[Opening Raw data section]

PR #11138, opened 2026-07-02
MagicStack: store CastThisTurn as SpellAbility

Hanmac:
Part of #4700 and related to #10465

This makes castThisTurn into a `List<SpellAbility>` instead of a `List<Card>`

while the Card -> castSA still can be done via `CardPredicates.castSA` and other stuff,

[Closing Raw data section]
[Opening Raw data section]

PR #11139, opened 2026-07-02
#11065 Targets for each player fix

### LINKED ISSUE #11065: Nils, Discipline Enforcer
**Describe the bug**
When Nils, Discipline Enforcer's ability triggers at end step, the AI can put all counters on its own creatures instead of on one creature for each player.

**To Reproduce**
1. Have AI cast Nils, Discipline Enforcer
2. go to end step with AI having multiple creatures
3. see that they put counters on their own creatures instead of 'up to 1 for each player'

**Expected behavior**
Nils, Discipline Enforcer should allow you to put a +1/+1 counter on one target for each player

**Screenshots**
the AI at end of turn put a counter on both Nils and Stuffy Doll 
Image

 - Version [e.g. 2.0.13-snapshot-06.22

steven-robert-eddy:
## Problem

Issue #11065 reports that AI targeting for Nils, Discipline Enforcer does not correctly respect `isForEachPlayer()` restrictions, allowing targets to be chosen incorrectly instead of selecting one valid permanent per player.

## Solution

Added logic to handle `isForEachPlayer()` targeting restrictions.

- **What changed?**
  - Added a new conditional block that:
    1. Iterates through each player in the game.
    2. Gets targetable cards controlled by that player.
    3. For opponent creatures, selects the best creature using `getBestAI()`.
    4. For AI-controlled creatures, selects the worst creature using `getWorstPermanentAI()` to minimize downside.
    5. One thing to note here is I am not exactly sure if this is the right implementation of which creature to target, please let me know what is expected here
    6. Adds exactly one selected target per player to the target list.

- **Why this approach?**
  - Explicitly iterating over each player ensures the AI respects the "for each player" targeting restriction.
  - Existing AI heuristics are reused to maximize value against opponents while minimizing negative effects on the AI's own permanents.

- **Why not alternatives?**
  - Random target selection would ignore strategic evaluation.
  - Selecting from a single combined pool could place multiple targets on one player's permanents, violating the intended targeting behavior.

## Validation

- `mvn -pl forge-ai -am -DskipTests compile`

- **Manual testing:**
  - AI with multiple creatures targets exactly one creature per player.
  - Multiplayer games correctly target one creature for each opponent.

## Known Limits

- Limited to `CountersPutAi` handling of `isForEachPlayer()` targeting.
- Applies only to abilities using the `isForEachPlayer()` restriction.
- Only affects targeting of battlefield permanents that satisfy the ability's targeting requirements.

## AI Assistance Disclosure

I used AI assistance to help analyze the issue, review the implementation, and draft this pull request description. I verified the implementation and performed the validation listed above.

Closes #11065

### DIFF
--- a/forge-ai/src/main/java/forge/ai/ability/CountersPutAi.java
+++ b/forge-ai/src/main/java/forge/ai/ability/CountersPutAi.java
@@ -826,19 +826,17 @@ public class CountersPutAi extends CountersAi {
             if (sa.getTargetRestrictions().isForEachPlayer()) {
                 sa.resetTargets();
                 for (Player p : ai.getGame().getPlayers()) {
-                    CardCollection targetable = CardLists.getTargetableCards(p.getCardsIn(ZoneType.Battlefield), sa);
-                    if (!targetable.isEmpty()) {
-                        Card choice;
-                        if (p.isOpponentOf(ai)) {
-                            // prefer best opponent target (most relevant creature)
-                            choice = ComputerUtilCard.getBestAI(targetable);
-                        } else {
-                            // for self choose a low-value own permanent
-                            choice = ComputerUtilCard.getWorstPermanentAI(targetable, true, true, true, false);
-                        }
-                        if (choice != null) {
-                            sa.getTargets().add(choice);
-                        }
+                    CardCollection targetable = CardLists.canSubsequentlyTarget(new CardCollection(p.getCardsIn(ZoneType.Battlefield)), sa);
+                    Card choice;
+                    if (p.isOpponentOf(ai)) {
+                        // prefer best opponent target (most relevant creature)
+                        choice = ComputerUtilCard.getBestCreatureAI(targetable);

[Closing Raw data section]

Assignment
Look above for the line that contains "PR #11138, opened 2026-07-02". Starting there, transcribe every line exactly until you have copied the line that contains "while the Card".

Output for this task
PR #11138, opened 2026-07-02
MagicStack: store CastThisTurn as SpellAbility

Hanmac:
Part of #4700 and related to #10465

This makes castThisTurn into a `List<SpellAbility>` instead of a `List<Card>`

while the Card -> castSA still can be done via `CardPredicates.castSA` and other stuff,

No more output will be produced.